Report the number of lines in the data where the word "when" appears, and add no other text.

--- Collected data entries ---
★ ★ ★ ★ ★
PR #88, opened 2018-03-31
Update example in README.rst

charleswhchan:
The original example doesn't call `client.close()` to release resources properly.
Since `client` supports context manager, using `with` will ensure resources are released when we are done with client object.

### DIFF
--- a/README.rst
+++ b/README.rst
@@ -35,17 +35,17 @@ Example
     from dwave.cloud import Client
 
     # Connect using the default or environment connection information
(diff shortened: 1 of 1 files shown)


randomir:
Although threads spawned by `Client` constructor will be reaped on program exit (equivalent to `client.close()`), emphasizing the context manager pattern makes sense for longer running programs.

charleswhchan:
Thanks @randomir!

PR #131, opened 2018-04-19
Restructure documentation (overall)

JoelPasvolsky:
@randomir this branch isn't ready to merge, the PR is just so you know what I'm doing.
You can see what it looks like here: http://cloudclient.readthedocs.io/en/restructure/reference/index.html
but might not be my latest and RtD is not building cli properly. My local build looks like this (I'll look into this later):
image

### DIFF
--- a/.gitignore
+++ b/.gitignore
@@ -63,6 +63,7 @@ instance/
 
 # Sphinx documentation
 docs/_build/
+docs/reference/generated/
 
 # PyBuilder
 target/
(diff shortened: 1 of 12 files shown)


JoelPasvolsky:
@randomir this is a general restructure. I've move the configuration examples temporarily to from_config() because that's what they demonstrate but I'll improve that and add examples to the introduction as I work my way through all the code modules.

JoelPasvolsky:
Yes, if you look at the other tools, I like to create specific examples for every function. And those can relate back to the basic to provide understanding if needed. 
For deprecated functionality I prefer to give minimum that enables existing usage but clearly discourages new usage.
I'll have a more detailed view once I get to each function

PR #139, opened 2018-04-24
Update config

JoelPasvolsky:
@randomir these are updates to config functions, I'll later add surrounding (higher level) content. Please merge when you can, if there are no big problems, it's easier for me to work on the next branch when the base is up-to-date, thanks!

### DIFF
--- a/dwave/cloud/config.py
+++ b/dwave/cloud/config.py
@@ -33,9 +33,11 @@ def get_configfile_paths(system=True, user=True, local=True, only_existing=True)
★ ★ ★ ★ ★
--- WRITTEN SOLUTION ---
2